* [Exercise aim]: Your response should reproduce every line of the entries that contains the word "Merged".
────────
PR #4462, opened 2023-06-02
[Merged by Bors] - set effective genesis correctly

countvonzero:
## Motivation
when a node restart after a checkpoint recovery, it will have the wrong effective genesis


dshulyak (approved):

countvonzero:
bors merge

PR #4467, opened 2023-06-02
[Merged by Bors] - hare: report tortoise weakcoin asap

### LINKED ISSUE #4465: tortoise weakcoin should be recorded as soon as preround ended
## Description
currently coinflip is only recorded when hare terminates successfully.
but tortoise weakcoin doesn't need to depend on hare termination.

countvonzero:
## Motivation
Closes #4465

## Changes
use a separate report channel for weakcoin


hare/hare.go
```diff
@@ -47,10 +47,14 @@ type Consensus interface {
...
 	ID() types.LayerID
 	Set() *Set
-	Coinflip() bool
 	Completed() bool
 }
 
+type WeakCoinOutput interface {
+	ID() types.LayerID
+	Coinflip() bool
+}
```
dshulyak: can't it be just a struct? whats the point of interface?

dshulyak (approved):

hare/hare.go
countvonzero: yeah. was thinking of minimizing the change while keeping parallel to termination output (and reusing the same impl for test).
now changed both outputs to struct.

countvonzero:
bors merge

PR #4470, opened 2023-06-03
[Merged by Bors] - syncer sync genesis epoch during genesis 

### LINKED ISSUE #4469: syncer: fetch activations during genesis
if node is started in epoch 1 it will not ask peers for activations that target epoch 2.
as a consequence it will have low base ballot weight, if it publishes atx that targets epoch 3

countvonzero:
## Motivation

Closes #4469 

## Changes
- make syncer sync genesis epoch during genesis
- make hare use bootstrap active set when recover layer is the first of epoch. it would previously use last epoch's active set


dshulyak (approved):

countvonzero:
bors merge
────────
* [Your solution]:
[Merged by Bors] - set effective genesis correctly
[Merged by Bors] - hare: report tortoise weakcoin asap
[Merged by Bors] - syncer sync genesis epoch during genesis 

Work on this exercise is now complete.